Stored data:

-*-*-

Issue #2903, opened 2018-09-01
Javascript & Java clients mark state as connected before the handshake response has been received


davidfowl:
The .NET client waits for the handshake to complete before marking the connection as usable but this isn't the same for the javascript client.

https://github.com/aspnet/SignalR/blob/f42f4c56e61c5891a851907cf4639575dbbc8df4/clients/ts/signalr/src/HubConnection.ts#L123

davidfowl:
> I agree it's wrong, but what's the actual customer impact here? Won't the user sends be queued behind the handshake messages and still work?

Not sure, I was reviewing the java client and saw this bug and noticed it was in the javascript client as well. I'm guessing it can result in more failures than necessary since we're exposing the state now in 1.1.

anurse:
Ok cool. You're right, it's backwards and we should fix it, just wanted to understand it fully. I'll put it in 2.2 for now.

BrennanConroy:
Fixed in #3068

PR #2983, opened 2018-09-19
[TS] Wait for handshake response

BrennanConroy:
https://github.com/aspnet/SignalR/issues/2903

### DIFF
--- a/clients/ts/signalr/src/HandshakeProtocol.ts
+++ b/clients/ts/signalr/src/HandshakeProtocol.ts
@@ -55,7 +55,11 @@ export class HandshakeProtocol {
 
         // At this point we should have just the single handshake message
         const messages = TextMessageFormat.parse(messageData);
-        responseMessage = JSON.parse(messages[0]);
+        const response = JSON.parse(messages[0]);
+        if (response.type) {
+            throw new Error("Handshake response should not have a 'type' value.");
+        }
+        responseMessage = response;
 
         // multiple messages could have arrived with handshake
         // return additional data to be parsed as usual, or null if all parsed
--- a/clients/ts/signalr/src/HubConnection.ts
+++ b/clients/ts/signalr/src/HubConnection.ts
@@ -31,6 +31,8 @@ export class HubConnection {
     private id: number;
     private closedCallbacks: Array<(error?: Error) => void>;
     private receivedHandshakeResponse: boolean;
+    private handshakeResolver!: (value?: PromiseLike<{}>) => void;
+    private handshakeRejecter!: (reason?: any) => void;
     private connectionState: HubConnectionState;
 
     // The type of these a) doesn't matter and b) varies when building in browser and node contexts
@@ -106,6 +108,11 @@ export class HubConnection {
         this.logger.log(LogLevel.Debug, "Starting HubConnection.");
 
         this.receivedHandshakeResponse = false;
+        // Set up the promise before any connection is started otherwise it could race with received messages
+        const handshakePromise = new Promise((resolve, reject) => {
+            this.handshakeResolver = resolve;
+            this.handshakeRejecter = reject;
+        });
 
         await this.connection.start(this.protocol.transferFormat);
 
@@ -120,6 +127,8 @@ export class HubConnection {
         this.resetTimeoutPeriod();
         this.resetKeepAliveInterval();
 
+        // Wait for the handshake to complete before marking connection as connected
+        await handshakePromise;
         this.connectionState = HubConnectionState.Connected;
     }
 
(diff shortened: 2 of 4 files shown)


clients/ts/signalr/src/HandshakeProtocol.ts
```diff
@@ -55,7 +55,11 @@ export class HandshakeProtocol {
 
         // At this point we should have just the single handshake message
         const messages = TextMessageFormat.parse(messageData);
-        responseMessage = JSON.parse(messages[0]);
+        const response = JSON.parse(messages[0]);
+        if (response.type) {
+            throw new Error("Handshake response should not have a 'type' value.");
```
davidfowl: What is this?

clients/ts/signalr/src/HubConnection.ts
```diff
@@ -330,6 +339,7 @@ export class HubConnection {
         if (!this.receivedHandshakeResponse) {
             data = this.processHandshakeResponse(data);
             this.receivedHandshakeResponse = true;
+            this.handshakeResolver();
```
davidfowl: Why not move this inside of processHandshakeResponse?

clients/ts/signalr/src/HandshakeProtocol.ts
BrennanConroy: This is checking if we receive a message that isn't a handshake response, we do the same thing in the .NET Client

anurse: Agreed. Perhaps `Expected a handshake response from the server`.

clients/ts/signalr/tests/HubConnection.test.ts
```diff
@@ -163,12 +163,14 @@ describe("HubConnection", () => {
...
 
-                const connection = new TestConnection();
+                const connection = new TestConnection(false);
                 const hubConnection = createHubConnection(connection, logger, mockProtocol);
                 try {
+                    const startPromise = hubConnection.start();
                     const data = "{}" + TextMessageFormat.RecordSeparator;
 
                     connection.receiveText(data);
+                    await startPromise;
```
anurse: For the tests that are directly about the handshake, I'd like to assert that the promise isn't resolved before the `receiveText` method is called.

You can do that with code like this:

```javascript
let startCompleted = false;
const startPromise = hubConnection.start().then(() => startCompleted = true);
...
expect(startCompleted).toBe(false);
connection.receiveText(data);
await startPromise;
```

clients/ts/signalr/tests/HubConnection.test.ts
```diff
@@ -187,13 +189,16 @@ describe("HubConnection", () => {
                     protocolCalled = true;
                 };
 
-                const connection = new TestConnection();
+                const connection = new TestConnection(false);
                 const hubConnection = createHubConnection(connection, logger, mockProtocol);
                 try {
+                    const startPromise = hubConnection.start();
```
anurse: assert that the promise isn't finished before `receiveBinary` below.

-*-*-

What the task requires: In the records above, find each line that holds the word "startCompleted"; copy all such lines.

Written answer:
let startCompleted = false;
const startPromise = hubConnection.start().then(() => startCompleted = true);
expect(startCompleted).toBe(false);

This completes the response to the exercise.